# Difference between a Trading Halt and Suspension from Official Quotation?



## Prospector (9 May 2007)

AAN today announced the Suspension pending an announcement, while normally the words used a Trading Halt.  Is it just a terminology thing because to me the word 'Suspension' sounds more ominous that a halt.


----------



## GreatPig (9 May 2007)

I may be wrong, but I think a trading halt is limited to 48 hours while a suspension can be much longer.

I don't think it's necessarily ominous, but depends on the nature of the reason for the suspension. It may just be due to some activity that takes longer than 48 hours.

GP


----------



## Damuzzdu (9 May 2007)

You might find this from ASX website interesting reference material.

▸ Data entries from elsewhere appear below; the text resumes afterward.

PR #1078, opened 2019-10-04
GPflow2.0 notebook update: sanity_check.ipynb

awav:
Port sanity check notebook to GPflow 2.0


awav:
@jameshensman, I applied formatting to the svgp.py (accidentally). Looks like it didn't follow length line convention.

doc/source/notebooks/theory/Sanity_check.ipynb
```diff
@@ -67,61 +72,27 @@
...
-    "m4 = gpflow.models.SVGP(X, Y, gpflow.kernels.RBF(1),\n",
-    "                      likelihood=gpflow.likelihoods.Gaussian(),\n",
-    "                      Z=X.copy(), q_diag=False, whiten=True)\n",
-    "m4.feature.set_trainable(False)\n",
-    "m5 = gpflow.models.SGPR(X, Y, gpflow.kernels.RBF(1), Z=X.copy())\n",
-    "m5.feature.set_trainable(False)\n",
-    "m6 = gpflow.models.GPRFITC(X, Y, gpflow.kernels.RBF(1), Z=X.copy())\n",
-    "m6.feature.set_trainable(False)\n",
+    "data = (tf.convert_to_tensor(X, dtype=default_float()), tf.convert_to_tensor(Y, dtype=default_float()))\n",
+    "inducing_variable = tf.convert_to_tensor(X, dtype=default_float())\n",
```
st--: does this ensure it's decoupled from `X` (/ `data`)?

doc/source/notebooks/theory/Sanity_check.ipynb
```diff
@@ -67,61 +72,27 @@
...
+    "\n",
+    "m1 = gpflow.models.GPR(data, kernel=gpflow.kernels.RBF())\n",
```
st--: would be good to take this opportunity to rename RBF -> SquaredExponential ..:)

doc/source/notebooks/theory/Sanity_check.ipynb
st--: irrelevant in this case, as they're all set non-trainable anyways, but I'd like to hear the answer to find out :)

doc/source/notebooks/theory/Sanity_check.ipynb
```diff
@@ -67,61 +72,27 @@
...
+    "m2 = gpflow.models.VGP(data, kernel=gpflow.kernels.RBF(), likelihood=gpflow.likelihoods.Gaussian())\n",
+    "m3 = gpflow.models.SVGP(gpflow.kernels.RBF(), gpflow.likelihoods.Gaussian(), inducing_variable, q_diag=False)\n",
+    "set_trainable(m3.inducing_variable, False)\n",
+    "\n",
+    "m4 = gpflow.models.SVGP(gpflow.kernels.RBF(), gpflow.likelihoods.Gaussian(), inducing_variable, q_diag=False, whiten=True)\n",
```
st--: Nominally all models are reusing the same `inducing_variable` - in this case that shouldn't make a difference, as they're also all set to non-trainable - but would it be better to make explicit that they *should* be different if you want to train different models?

doc/source/notebooks/theory/Sanity_check.ipynb
```diff
@@ -134,164 +105,19 @@
...
+   "outputs": [],
    "source": [
-    "_ = [gpflow.train.ScipyOptimizer(method='BFGS').minimize(m, maxiter=100) for m in models]"
+    "for m in models:\n",
+    "    opt = gpflow.optimizers.Scipy()\n",
+    "    if isinstance(m, gpflow.models.SVGP):\n",
+    "        loss_fn = lambda: m.neg_log_marginal_likelihood(data[0], data[1])\n",
+    "    else:\n",
+    "        loss_fn = m.neg_log_marginal_likelihood\n",
+    "    opt.minimize(loss_fn, variables=m.trainable_variables, options=dict(maxiter=1000))"
```
st--: Should this use `BFGS` (instead of the `L-BFGS-B` default) as well?

Is the optimization fast enough not to affect notebook test time? Or would it be worthwhile replacing the maxiter=1000 with `maxiter=ci_niter(1000)`?

doc/source/notebooks/theory/Sanity_check.ipynb
```diff
@@ -378,9 +204,9 @@
       "  kernel variance     = 0.82561\n",
       "  likelihood variance = 0.16002\n",
       "SGPR\n",
-      "  kernel lengthscale  = 1.0774\n",
-      "  kernel variance     = 0.82561\n",
-      "  likelihood variance = 0.16002\n",
+      "  kernel lengthscale  = 4.5905e-09\n",
```
st--: This looks significantly different from the previous answer. Did this notebook get run after #1106 was merged into develop-2.0 (which fixes a bug in the `SGPR` model)?

doc/source/notebooks/theory/Sanity_check.ipynb
```diff
@@ -67,61 +72,27 @@
   },
   {
    "cell_type": "code",
-   "execution_count": 3,
+   "execution_count": 8,
```
st--: Would be good to re-run the notebook with "Restart & Run All" before merging, so that the cell numbers are nicely consecutive (otherwise it can appear confusing to people reading through the notebook!).

doc/source/notebooks/theory/Sanity_check.ipynb
awav: > does this ensure it's decoupled from X (/ data)?

yes

doc/source/notebooks/theory/Sanity_check.ipynb
awav: ok

doc/source/notebooks/theory/Sanity_check.ipynb
awav: Yeah, the bug is still in the branch :) I was about to fix it, but decided to wait #1106.

doc/source/notebooks/theory/Sanity_check.ipynb
st--: Instead of changing it to all be explicit copies, I think it would be sufficient to just add a sentence or two explicitly explaining that, in this case - because all the inducing point locations are set non-trainable - it's fine to re-use the object, but also explaining how you *would* get a fresh copy if you wanted to train inducing point locations separately (i.e. ensuring they're not tied together between models).

doc/source/notebooks/theory/Sanity_check.ipynb
st--: :+1: ok:) I guess you'll just have to merge develop-2.0 back in then, now that the bugfix is in there:)

doc/source/notebooks/theory/Sanity_check.ipynb
awav: I will update maxiter with `ci_niter` and `L-BFGS-B` works fine.

doc/source/notebooks/theory/Sanity_check.ipynb
awav: ...okay :)

awav: done

doc/source/notebooks/theory/Sanity_check.ipynb
awav: done

doc/source/notebooks/theory/Sanity_check.ipynb
awav: My feeling is that this notebook is a wrong place to explain how `inducing_variable` works, so I'm keen on adding a reference to new tips & tricks notebook which will address this question properly in the future.

st--: Yes, adding a reference here to a better place to explain that works too! can you make an issue for including this point in tips&tricks notebook so that we cannot lose track of it ?

Issue #1082, opened 2019-10-04
GPflow2 likelihood tests as well as likelihoods are buggy


st--:
I tried to increase code coverage and ended up fixing some tests in #1079 - is_analytic in develop-2.0 actually returns the opposite of what it said (`actual_method is fallback_method` when it should be `is not`!), and it did not take into account that likelihoods not necessarily overwrite all of variational_expectations, predict_density, and predict_mean_and_var - but now the tests don't pass anymore. Would be great if someone else could help investigate what's going on there!

st--:
MWE is in #1083.

st--:
It's just the tests that are broken, and #1083 that fixes them is ready to merge.

PR #1083, opened 2019-10-04
GPflow2: Fix behaviour of likelihood quadrature tests

st--:
For now, this is the MWE for #1082


st--:
The equivalent changes to `develop` (GPflow 1) in #1081 pass (the is_analytic in there was correct, but also only tested for predict_density having been overwritten)

tests/test_likelihoods.py
```diff
@@ -28,18 +28,22 @@
...
+        assert not isinstance(likelihood, gpflow.likelihoods.MonteCarloLikelihood)
+        quadrature_fallback = getattr(Likelihood, method_name)
+        actual_method = getattr(likelihood.__class__, method_name)
+        return actual_method is not quadrature_fallback
+    return [l for l in likelihood_setups if is_analytic(l.likelihood)]
 
 
 class Datum:
     tolerance = 1e-06
-    Yshape = (10, 2)
```
st--: Why was Y intended to have *2* dimensions?

tests/test_likelihoods.py
```diff
@@ -28,18 +28,22 @@
 tf.random.set_seed(99012)
 
 
-def is_analytic(likelihood):
-    method = likelihood.__class__.predict_density
-    return method is Likelihood.predict_density
```
st--: This meant the only thing ever tested was quadrature against quadrature!

st--:
So turns out the bug was that the `Y` used for testing the likelihoods was random-normal values, but some likelihoods (e.g. Gamma, Exponential) can only handle positive values and others have further restrictions (e.g. Beta). I've now copied over the corresponding randomness choices from `develop`, and now all tests pass.

Caveat: there were some issues with the MultiClass likelihood. I've for now marked those tests as skipped - I think it's better to have that as an open issue & deal with later but merge this PR.

awav:
@st-- , you need to fix your editor to 100 chars per line (GPflow always used 100 lines) ;)

st--:
@awav all my changes are <100 character lines? I even fixed one line that had more beforehand. If you have any issue with any line in particular please let me know!

tests/test_likelihoods.py
```diff
@@ -61,16 +64,43 @@ def __repr__(self):
...
-    LikelihoodSetup(Beta()),
-    LikelihoodSetup(MultiClass(2), Y=tf.argmax(Datum.Y, 1).numpy().reshape(-1, 1), rtol=1e-3, atol=1e-3),
-    LikelihoodSetup(Ordinal(np.array([-1, 1])), Y=np.random.randint(0, 3, Datum.Yshape)),
-    LikelihoodSetup(Poisson(invlink=Datum.square)),
-    LikelihoodSetup(Exponential(invlink=Datum.square)),
-    LikelihoodSetup(Gamma(invlink=Datum.square)),
-    LikelihoodSetup(Bernoulli(invlink=tf.sigmoid)),
+    LikelihoodSetup(Beta(),
+                    Y=tf.random.uniform(Datum.Yshape, dtype=default_float())),
+    pytest.param(LikelihoodSetup(MultiClass(2),
```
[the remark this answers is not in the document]
awav: I think `pytest.param` with skip option is unnecessary here, and just filtering is enough. Once it is resolved, the filter function can be removed.

awav:
@st-- , why this changes with formatting happened then? Can you revert them back, it is actually distracting :(

st--:
@awav I have no idea what formatting changes you're talking about, and I can't revert what I don't know. It'd be more helpful if you added a comment to the code you are referring to, not here!

tests/test_likelihoods.py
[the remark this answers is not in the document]
st--: I thought that's exactly what marking things as skipped is meant to be used for. I'd prefer it over just commenting out the test, and over adding a special `[l for l in likelihood_setups if l.likelihood.__class__ is not MultiClass]` filter... I'll put it at the end of the list though.

tests/test_likelihoods.py
```diff
@@ -61,16 +64,44 @@ def __repr__(self):
...
+    LikelihoodSetup(Ordinal(np.array([-1, 1])),
+                    Y=tf.random.uniform(Datum.Yshape, 0, 3, dtype=default_int())),
+    LikelihoodSetup(Poisson(invlink=tf.square),
+                    Y=tf.random.poisson(Datum.Yshape, 1.0, dtype=default_float())),
+    LikelihoodSetup(Exponential(invlink=tf.square),
+                    Y=tf.random.uniform(Datum.Yshape, dtype=default_float())),
+    LikelihoodSetup(Gamma(invlink=tf.square),
+                    Y=tf.random.uniform(Datum.Yshape, dtype=default_float())),
+    LikelihoodSetup(Bernoulli(invlink=tf.sigmoid),
+                    Y=tf.random.uniform(Datum.Yshape, dtype=default_float())),
```
awav: I meant this block of code, but now I can see that you changed it. You could create two random variables and reuse them in likelihood setup. It would be also useful for debugging in the future and the code would be more readable.

st--: I could, but then we'd need four different `Y`s in the `Datum` class, which I don't think is an improvement over the status quo. If you have a better way of doing it in mind, please feel free to change it, maybe you could do that in a different PR?

PR #1085, opened 2019-10-07
Test on print_summary now checks string output straight

spascual:
Test on print_summary now checks string output straight

### DIFF
--- a/gpflow/utilities/utilities.py
+++ b/gpflow/utilities/utilities.py
@@ -77,6 +77,15 @@ def print_summary(module: tf.Module, fmt: str = None):
     Prints a summary of the parameters and variables contained in a tf.Module.
     """
 
+    if fmt == "notebook":
+        from IPython.core.display import display, HTML
+        tab = _print_summary_output_string(module, "html")
+        display(HTML(tab))
+    else:
+        print(_print_summary_output_string(module, fmt))
+
+
+def _print_summary_output_string(module: tf.Module, fmt: str = None) -> str:
     fmt = fmt if fmt is not None else summary_fmt()
     column_names = ['name', 'class', 'transform', 'trainable', 'shape', 'dtype', 'value']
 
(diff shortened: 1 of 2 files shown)


gpflow/utilities/utilities.py
```diff
@@ -77,6 +77,15 @@ def print_summary(module: tf.Module, fmt: str = None):
...
 
+    if fmt == "notebook":
+        from IPython.core.display import display, HTML
+        tab = _print_summary_output_string(module, "html")
+        display(HTML(tab))
+    else:
+        print(_print_summary_output_string(module, fmt))
+
+
+def _print_summary_output_string(module: tf.Module, fmt: str = None) -> str:
```
```suggestion
def tabulate_module_summary(module: tf.Module, tablefmt: str = None) -> str:
```
might be a more appropriate name, it doesn't actually print anything, the (table)fmt is passed straight through to `tabulate`, and it takes a module as an input? There might actually be use-cases in which you want this, instead of having it printed, so I think it ought to be fine as a public function.

gpflow/utilities/utilities.py
```diff
@@ -115,7 +117,10 @@ def leaf_components(input: tf.Module):
 
 def _merge_leaf_components(
         input: Dict[str, Union[tf.Tensor, Parameter]]) -> Dict[str, Union[tf.Tensor, Parameter]]:
-    if len(set(input.values())) == len(input):
+    input_values = set(
+        [value.experimental_ref() if isinstance(value, tf.Variable) else value for value in input.values()]
```
st--: what does this change do? (not mentioned in PR summary)

spascual: tf.Variables are not hashable, so you cannot take set of a list of them. Instead, tensorflow recommends to use  .experimental_ref(). You can replicate it yourself if you want :)

gpflow/utilities/utilities.py
```diff
@@ -77,6 +77,15 @@ def print_summary(module: tf.Module, fmt: str = None):
     Prints a summary of the parameters and variables contained in a tf.Module.
     """
 
+    if fmt == "notebook":
+        from IPython.core.display import display, HTML
+        tab = _print_summary_output_string(module, "html")
+        display(HTML(tab))
+    else:
+        print(_print_summary_output_string(module, fmt))
```
```suggestion
        print(tabulate_module_summary(module, fmt))
```

gpflow/utilities/utilities.py
```diff
@@ -77,7 +77,16 @@ def print_summary(module: tf.Module, fmt: str = None):
...
+    if fmt == "notebook":
+        from IPython.core.display import display, HTML
+        tab = tabulate_module_summary(module, "html")
+        display(HTML(tab))
+    else:
+        print(tabulate_module_summary(module, fmt))
+
+
+def tabulate_module_summary(module: tf.Module, tablefmt: str = None) -> str:
+    tablefmt = tablefmt if tablefmt is not None else summary_fmt()
```
st--: I would pass through `None` (meaning "use tabulate's default"); someone who wants to use `tabulate_module_summary` directly probably has a specific use-case.

Issue #1077, opened 2019-10-04
GPflow2: stationary kernels have `ard` flag but does not work


st--:
This flag should be removed as it is misleading, and without `input_dim` I don't see how it is possible to initialize the lengthscale correctly.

http://www.asx.com.au/ListingRules/guidance/gn16_trading_halts.pdf

Trading halts are normally given for up to 48 hours.

http://www.asx.com.au/investor/education/basics/trading_halts.htm

If the company can not release the announcement in that timeframe the ASX will place the company into suspension, until such time that the company can make the announcement to the market.

A good example recently was GDN.

See 27/4/07 GDN asks for Trading halt pending announcement.

Prior to market open on 1/5/07 ASX places GDN into suspension (at request of company).

3/5/07 Reinstatement to Official Quotation

Cheers
Muzza


----------